La muchacha se volvía a mirar la poza que había al pie del árbol, el árbol, las flores y la hierba; a todo, menos a Paso en la Arena. Él vio que los dientes menudos y blancos como ratones de nieve asomaban para tocar los labios y después se escondían. El viento hacía dibujos en la arena y el árbol dijo algo que Paso en la Arena no entendió; aunque quizá lo entendiese Siete Niñas que Esperan.
—¿Quieres… tener aquí tu lugar de dormir por esta noche? —preguntó ella, vacilante.
Él comprendió lo que ella quería decirle, y muy amablemente respondió:
—No tengo comida que compartir. Lo siento. Yo cazo, pero lo que encuentro he de reservarlo como regalo para el sacerdote de Siempretrueno. ¿No duerme nadie donde tú duermes?
—En ninguna parte había nada. Mariposas Rosadas era nueva, y yo no podía andar mucho… Dormimos allá, después de la roca torcida —se encogió de hombros como si no hubiera nada que esperar.
—Yo nunca he conocido eso —dijo Paso en la Arena—. Pero entiendo lo que puede sentirse entonces, estar solo y esperar a que vengan cuando no viene nadie. Tiene que ser terrible.
—Tú eres hombre. Eso no te pasará hasta que seas viejo.
—No quería enfadarte.
—No estoy enfadada. Tampoco estoy sola; Mariposas Rosadas está conmigo todo el tiempo, y yo tengo leche para darle. Ahora dormimos aquí.
—¿Todas las noches?
La muchacha asintió, a medias desafiante.
—No es bueno dormir más de una noche donde hay un árbol.
—Mariposas Rosadas es hija suya. Lo sé porque mucho antes de que naciera él me lo dijo en un sueño. Le gusta tenerla aquí.
Cuidadosamente Paso en la Arena dijo:
—Todos nacimos de mujeres preñadas por árboles. Pero pocas veces quieren que nos quedemos con ellos más de una sola noche.

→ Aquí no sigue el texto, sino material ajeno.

Issue #1422, opened 2026-05-11
deepseek-linux-x64 0.8.28 火绒报告病毒：Trojan/Linux.Agent.bp


daijpeng:
病毒名称：Trojan/Linux.Agent.bp
病毒ID：A39DA02A4E0C2A7C
病毒路径：C:\Users\xxx\Downloads\deepseek-linux-x64
操作结果：已处理

进程ID：5248
操作进程：C:\Program Files (x86)\Google\Chrome\Application\chrome.exe

<img width="1123" height="756" alt="Image" src="https://github.com/user-attachments/assets/2c95ec3a-f705-409e-a1fe-1f184878fefd" />

wy414012:
[fix_rusqlite-bundled-feature-Linux.tar.gz](https://github.com/user-attachments/files/27750768/fix_rusqlite-bundled-feature-Linux.tar.gz) @Hmbown

Hmbown:
Closing during v0.8.59 milestone hygiene: this was an old v0.8.28 antivirus/download-safety report, and the related download safety documentation landed in #1627. Please open a new report with current release details if this reproduces now.

PR #1633, opened 2026-05-14
fix: resolve false positive Trojan/Linux.Agent.bp and improve CNB pip…

wy414012:
Security fix:
- Trojan/Linux.Agent.bp (ID: A39DA02A4E0C2A7C)
- rusqlite bundled feature compiles libsqlite3-sys v0.28 which triggers Huorong antivirus heuristic signature A39DA02A4E0C2A7C
- All Rust projects using this dependency on Linux are affected (same root cause as DeepSeek-TUI #1422)
- Remove bundled feature from rusqlite, use system sqlite3 instead

CNB pipeline improvements:
- Split tag_push into parallel pipelines for linux-x64 and linux-arm64
- Separate build and upload stages for better parallelization
- Add checksum generation and release creation to a dedicated release pipeline
- Include both architectures in release notes and SHA256 manifest

### DIFF
--- a/crates/tui/src/client/chat.rs
+++ b/crates/tui/src/client/chat.rs
@@ -2910,7 +2910,10 @@ mod stream_decoder_tests {
         // to and `retrieve_tool_result ref=sha:` reads back from.
         let path = crate::tools::truncate::sha_spillover_path(&sha)
             .expect("sha spillover path resolvable under test root");
-        assert!(path.exists(), "large write_file output not persisted: {path:?}");
+        assert!(
+            path.exists(),
+            "large write_file output not persisted: {path:?}"
+        );
         let persisted = std::fs::read_to_string(&path).expect("read persisted spillover");
         assert_eq!(
             persisted, big_diff,


Hmbown:
Thanks for jumping on the antivirus report and CNB release path. I’m going to hold this PR instead of merging it as-is because it mixes two separate concerns:\n\n1. the CNB release pipeline expansion, which may be useful but needs to be reviewed/tested as release infrastructure;\n2. removing rusqlite's bundled SQLite feature and adding system SQLite runtime dependencies, which changes the Linux distribution contract and is not yet proven to address the Trojan/Linux.Agent.bp false positive.\n\nFor the malware false positive, the safer path is evidence-driven: compare signed/checksummed release assets and scanner results before changing runtime dependencies. For CNB, a split PR that only changes .cnb.yml/release plumbing would be much easier to evaluate.

wy414012:
> Thanks for jumping on the antivirus report and CNB release path. I’m going to hold this PR instead of merging it as-is because it mixes two separate concerns:\n\n1. the CNB release pipeline expansion, which may be useful but needs to be reviewed/tested as release infrastructure;\n2. removing rusqlite's bundled SQLite feature and adding system SQLite runtime dependencies, which changes the Linux distribution contract and is not yet proven to address the Trojan/Linux.Agent.bp false positive.\n\nFor the malware false positive, the safer path is evidence-driven: compare signed/checksummed release assets and scanner results before changing runtime dependencies. For CNB, a split PR that only changes .cnb.yml/release plumbing would be much easier to evaluate.

Okay, I have verified it, but currently this PR is incomplete and will cause CI failures on macOS and Windows platforms. I need time to read the entire project and redo it.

—¡Con nosotras él es bueno! Cuando viniste pensé… —la voz de la muchacha bajó, hasta apenas oírse bajo el susurro del viento en la hierba— que a lo mejor te había enviado él a traernos algo de comer.

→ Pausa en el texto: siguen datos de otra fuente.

PR #1640, opened 2026-05-14
perf(cache): snapshot system prompt at session creation, wire warmup, and share prefix across sub-agents

zhnnky329:
## Summary

This PR addresses the single largest source of DeepSeek KV prefix-cache misses: per-turn system-prompt byte drift from disk re-reads.  Before this patch, five disk-backed components were re-read on every turn, and any change (even one byte) invalidated the entire conversation's cache.

### What changed

- **StaticPromptCache** — All five disk-backed system-prompt components (project context, context pack, instructions files, skills catalogue, handoff block) are snapshotted once at session creation.  `refresh_system_prompt` now reuses these cached strings instead of re-reading from disk, guaranteeing byte-stable system-prompt bytes across turns.

- **Cached user memory block** — The `remember` tool and `# foo` quick-add append timestamped bullets to `memory.md`.  Previously, the next turn re-read the file and the new bytes invalidated the entire KV prefix cache.  Now the snapshot is taken at session creation and never re-read.

- **Cache warmup on session resume** — `build_cache_warmup_request` already existed in the codebase but was never wired.  A best-effort warmup (stable prefix + `"请只回复 OK"`) now fires before the first real turn on resumed sessions.

- **Sub-agent prefix sharing** — Every `agent_spawn` built a fresh system prompt from scratch (cold cache).  Sub-agents now inherit the parent's `StaticPromptCache` and prepend it to their type-specific system prompt, so the first sub-agent request shares byte-for-byte identical prefix with the parent.

- **Context-usage in turn_meta** — `<turn_meta>` now includes exact context usage (`Context usage: 42% (420K / 1M tokens)`) and proactive handoff reminders at 80% and 90% thresholds (#667).

- **RLM wall-clock timeout** — Added a generous 600 s default timeout (overridable via `DEEPSEEK_RLM_TIMEOUT_SECS`) to prevent hung RLM sessions.

- **Stream buffer guard** — RAII `StreamBufferGuard` returns SSE decode buffers to the pool on drop, preventing leaks on cancelled/panicked streams.

- **Request dump diagnostic** — `DEEPSEEK_DUMP_REQUESTS=1` writes every chat request body to disk.  `deepseek cache-diff` diffs consecutive dumps and reports the first byte that drifts between turns — the exact spot where DeepSeek's prefix cache stops hitting.

### Verification

- Full workspace test suite: **2561 passed, 0 failed**  
- Real-session smoke test (3 sessions, 7 API requests): all showed `strict prefix extension` — system prompt + tools (58,870 bytes) byte-identical across every turn  
- CLI dispatcher: `deepseek cache-diff` correctly diffed real multi-turn sessions

### Files

13 files changed, +742 / −40 lines, 1 new file (`request_dump.rs`)


Hmbown:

Paso en la Arena miró la pequeña poza.
—¿Hay peces aquí?
Humildemente, como si confesara una falta, la muchacha dijo:
—No he logrado encontrar ninguno desde… desde…
—¿Cuándo?
—Desde hace tres días. Así estuvimos viviendo. Yo comía los peces de la poza y tenía leche para Mariposas Rosadas —bajó la mirada al bebé y la alzó de nuevo a Paso en la Arena, rogándole con los ojos que le creyera—. Acaba de beber. Había leche suficiente.

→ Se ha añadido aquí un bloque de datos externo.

PR #1642, opened 2026-05-14
feat: image vision analysis, fix first-message 400, fix /model default reset

imkingjh999:
## Summary
- Add vision analysis with object bounding boxes (0–1000 normalised coordinates)
- Restructure: move `vision_bridge.rs` → `vision/bridge.rs` module with structured types (`BBox`, `VisualPrimitive`)
- Slim down `tools.rs` to delegate to bridge module
- Add `primitives` config flag for `VisionModelConfig`
- Add `image_analyze` instruction to system prompt
- Fix 400 error on first message after entering TUI (sync provider to config)
- Fix `/model` re-selecting same provider resetting model to default

## `primitives = true` vs `false`

| | `primitives = true` | `primitives = false` |
|---|---|---|
| Bounding boxes | Each object gets a normalised bbox `[x1,y1,x2,y2]` (0–1000) | No coordinates returned |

Paso en la Arena miraba el cielo.
—Va a hacer frío —dijo—. Mira qué claro está.
—¿Harás aquí tu lugar de dormir esta noche?
—Toda la comida que encuentre he de regalársela al sacerdote —le contó lo que había soñado.
—Pero ¿volverás?
Paso en la Arena asintió, y ella le describió los mejores lugares para cazar; los lugares donde su gente había encontrado caza.